Since a packet stream that is received from the Internet Protocol network comprises data packets and control packets, which contain addressing information, the VoIP media gateway converts the received packets to a time division multiplexed stream while processing the control packets. The media gateway must perform the conversion in a timely manner to minimize the possibility of packet loss, which the listening party on a call might perceive. To handle all of the packets responsively and without unacceptable delay or jitter, the media gateway uses digital signal processors, which are dedicated devices that are capable of the high-speed packet processing that is required for the conversion. Each digital signal processor comprises multiple processing resources, such as processing channels, to handle multiple calls and the different conversion formats across the calls. For example, the conversion formats might be distinguished from one another by codec type, encryption algorithm, payload values, addressing information, or redundancy in the information transmitted. Protocol standards and formulas exist that govern these properties, such as G.711 and G.729 compression/decompression algorithms. Similarly, the media gateway must also perform the conversion in the other direction from a time division multiplexed stream to Internet Protocol packets in a timely manner.

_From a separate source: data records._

PR #1557, opened 2023-11-02
Refactor hex decoding

### LINKED ISSUE #1555: Avoid Python U256 decoder repetition?
As seen in https://github.com/iotaledger/iota-sdk/pull/1552, things like 
```python
    amount: int = field(metadata=config(
        encoder=hex,
        decoder=lambda v: int(v, 16)
    ))
```
should probably be factored.
Maybe something like 
```python
def HexField(**args):
    return field(metadata=config(
        encoder=hex,
        decoder=lambda v: int(v, 16),
        **args,
    ))
```

tadzik:
# Description of change

Factors out the hex string decoding. I'm following the pattern established by `opt_int_encoder` rather than a full-blown custom field like in the issue description, to keep up with existing conventions and not introduce too much magic.

Fixes #1555 

## Type of change

- Refactoring

I didn't get `tox` to work yet, so I'm hoping the CI will run the tests for me :)

## Change checklist

### DIFF
--- a/bindings/python/iota_sdk/types/common.py
+++ b/bindings/python/iota_sdk/types/common.py
@@ -113,7 +113,7 @@ def opt_int_encoder(value):
 
 
 def hex_str_decoder(value: str) -> int:
-    """ Parses a given string as a hexadecimal integer """
+    """Parses a given string as a hexadecimal integer."""
     return int(value, 16)
 
 
--- a/bindings/python/iota_sdk/types/common.py
+++ b/bindings/python/iota_sdk/types/common.py
@@ -112,6 +112,11 @@ def opt_int_encoder(value):
     return None
 
 
+def hex_str_decoder(value: str) -> int:
+    """ Parses a given string as a hexadecimal integer """
+    return int(value, 16)
+
+
 @json
 @dataclass
 class AddressAndAmount():
--- a/bindings/python/iota_sdk/types/balance.py
+++ b/bindings/python/iota_sdk/types/balance.py
@@ -5,7 +5,7 @@ from __future__ import annotations
 from typing import List, Optional
 from dataclasses import dataclass, field
 from dataclasses_json import config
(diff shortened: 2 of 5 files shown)


bindings/python/iota_sdk/types/common.py
```diff
@@ -112,6 +112,11 @@ def opt_int_encoder(value):
     return None
 
 
+def hex_str_decoder(value: str) -> int:
+    """ Parses a given string as a hexadecimal integer """
```
Thoralf-M: Any reason for the extra spaces?
```suggestion
    """Parses a given string as a hexadecimal integer."""
```

tadzik: Just my aesthetic choice. ~~`pep8`~~`pycodestyle` doesn't care either way it seems, but I'm happy to follow existing conventions.

tadzik:
Testing deferred to https://github.com/iotaledger/iota-sdk/issues/1558 while the bindings are borked.

We have existing unit tests that sort of cover this, but a) they don't run b) I can't check if they'd break if this did. Will come back to it later.

Thoralf-M (approved):

DaughterOfMars (approved):

thibault-martinez:
Just checking in, did you come to the conclusion it was not worth to do it for the whole `field`?

Alex6323 (approved):

tadzik:
> Just checking in, did you come to the conclusion it was not worth to do it for the whole `field`?

I didn't see any prior art (in our code or otherwise) in building custom `field`s like that, but we (and the `dataclass_json` docs) both use the thingy with custom encoders and decoders – so I figured I'd stick to that. It also avoids the problem of potentially having to extend the field initializer in the future were we to customize it somehow, which @DaughterOfMars brought up yesterday.

thibault-martinez (approved):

One or more media gateways are controlled by a media gateway controller, which provides the call control and signaling functionality for each media gateway and across media gateways. Communication between media gateways and media gateway controllers is achieved by means of protocols such as H.248, Media Gateway Control Protocol (MGCP), and so forth. During a call initialization that involves an Internet Protocol (IP) terminal, the media gateway controller provides to the IP terminal the IP address of the media gateway resource that is handling the call. This enables the IP terminal to specify the proper destination address of the packets that it originates and to recognize the packets that are being sent to the terminal. Alternatively, instead of a call involving an IP terminal, the call could involve another media gateway that exchanges packets with the aforementioned media gateway resource that is handling the call.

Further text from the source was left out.